CREATE AND DEPLOY CONTRACT ON ETHEREUM BLOCKCHAIN

Using this code, an institution can deploy its own contract on the Blockchain. This contract now serves the role of an immutable storage container for all the institution’s digital asset signatures.

When this code gets deployed on the Ethereum Blockchain a contract gets created at its unique 42-character long address (e.g. 0xd2982ef0ce43092248efe738104ff5691e0d89f0). Click on this address to view more details on this contract on the Blockchain on etherscan.io website. This address is important and will be used next.

CREATE DIGITAL ASSET, FINGERPRINT, JWT AND UPLOAD TO BLOCKCHAIN

Now, the institution creates a digital asset that also contains the visual information of the Blockchain contract’s address (e.g.
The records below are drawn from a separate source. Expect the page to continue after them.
PR #2700, opened 2015-01-15
Document the signature of the callback that is passed into eachRelations...

### LINKED ISSUE #2616: Relationship descriptor does not seem to be documented (and it's parentType property isn't obvious)
The contents of the relationship descriptor passed to [DS.Model's eachRelationship callback](http://emberjs.com/api/data/classes/DS.Model.html#method_eachRelationship) (and exposed elsewhere in the public API) does not seem to be documented.

It appears to contain:

- `key`: (string) the name of this relationship on the Model
- `kind`: (string) "hasMany" or "belongsTo"
- `options`: (object) the original options hash passed when the relationship was declared
- `parentType`: (DS.Model) the type of the Model
- `type`: (DS.Model) the type of the related Model

I must be misunderstanding something, though, because it seems `parentType` isn't fully usable as I'd expect. When defining a [`serializeHasMany` method](http://emberjs.com/api/data/classes/DS.RESTSerializer.html#method_serializeHasMany) on a custom serializer, I'm not able to use the `parentType` to get any info about relationships:

    Ember.get(relationship.parentType, 'relationships')
    TypeError: Cannot call method 'modelFor' of undefined

This appears to be because `store` isn't properly defined. Possibly addressed by https://github.com/emberjs/data/issues/2528 ?
I'm avoiding this by using `record.constructor` instead

    Ember.get(record.constructor, 'relationships')
    MapWithDefault

bmac:
...hip

Closes #2616

screen shot 2015-01-15 at 10 40 21 am

### DIFF
--- a/packages/ember-data/lib/system/relationships/ext.js
+++ b/packages/ember-data/lib/system/relationships/ext.js
@@ -560,6 +560,47 @@ Model.reopen({
     invoking the callback with the name of each relationship and its relationship
     descriptor.
 
+
+    The callback method you provide should have the following signature (all
+    parameters are optional):
+
+    ```javascript
+    function(name, descriptor);
+    ```
+
+    - `name` the name of the current property in the iteration
+    - `descriptor` the meta object that describes this relationship
+
+    The relationship descriptor argument is an object with the following properties.
+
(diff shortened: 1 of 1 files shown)


wecc:
:+1:

PR #2701, opened 2015-01-15
Favor `object` over `hash` in public documentation and assertions

### LINKED ISSUE #1892: [feature request?] `hash` nomenclature & usage of JS Objects has hashes / associative arrays
I've noticed in several places in Ember Data that assertions are made, talking about Hashes.

One example:
https://github.com/emberjs/data/blob/ab589b32dbcb97640379b07be9d77388dc9d7cb8/packages/ember-data/lib/system/store.js#L1189

However, these aren't hashes, they're just regular javascript objects. This has mentally tripped me up a couple of times.

Should we either advocate the use of an actual hash instead?:
http://rick.measham.id.au/javascript/hash.htm

Or modify the assertions and references such that they refere to javascript objects rather than hashes? Calling them hashes feels very Ruby-ish to me and may make people think they're not just javascript objects.

One of the things that's bugging about using standard JS Objects is that you can't just say obj.keys or obj.values... maybe if Ember & Ember data made pervasive use of the aforementioned library when actually talking about and using hashes, it might make things easier?

bmac:
Closes #1892

### DIFF
--- a/packages/ember-data/lib/system/model/model.js
+++ b/packages/ember-data/lib/system/model/model.js
@@ -918,7 +918,7 @@ var Model = Ember.Object.extend(Ember.Evented, {
   },
 
   materializeAttributes: function(attributes) {
-    Ember.assert("Must pass a hash of attributes to materializeAttributes", !!attributes);
+    Ember.assert("Must pass an object to materializeAttributes", !!attributes);
     merge(this._data, attributes);
   },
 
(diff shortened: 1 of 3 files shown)


packages/ember-data/lib/system/model/model.js
```diff
@@ -918,7 +918,7 @@ var Model = Ember.Object.extend(Ember.Evented, {
   },
 
   materializeAttributes: function(attributes) {
-    Ember.assert("Must pass a hash of attributes to materializeAttributes", !!attributes);
+    Ember.assert("Must pass a object to materializeAttributes", !!attributes);
```
knownasilya: an object?

bmac: Fixed. Thanks.

bmac: Fixed. Thanks.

QR-Code as shown at the bottom right of this document). Next, the digital fingerprint and the JWT are created. Using the contract’s add function the JWT and its signature are added to the contract for storage.


Further areas of improvement

This proposed solution illustrates how Blockchain technologies could be utilised to solve the problem of verifying digital assets. This solution purposefully did not include some useful additional features and optimisations such as:

  • Time stamping of signatures so that they can expire.
  • Since storage is very expensive on the Blockchain, the goal is to store as minimal information as possible on the Blockchain. Hence, the URL and Keyidx could be stored with Blockchain contract and not be part of the JWT.
  • To optimise storage further, the JSON web token could be replaced with only the signed digital fingerprint. It is even possible to store the JWT off the Blockchain entirely.
  • Use interface base contract that establishes a standard for signed digital asset verification.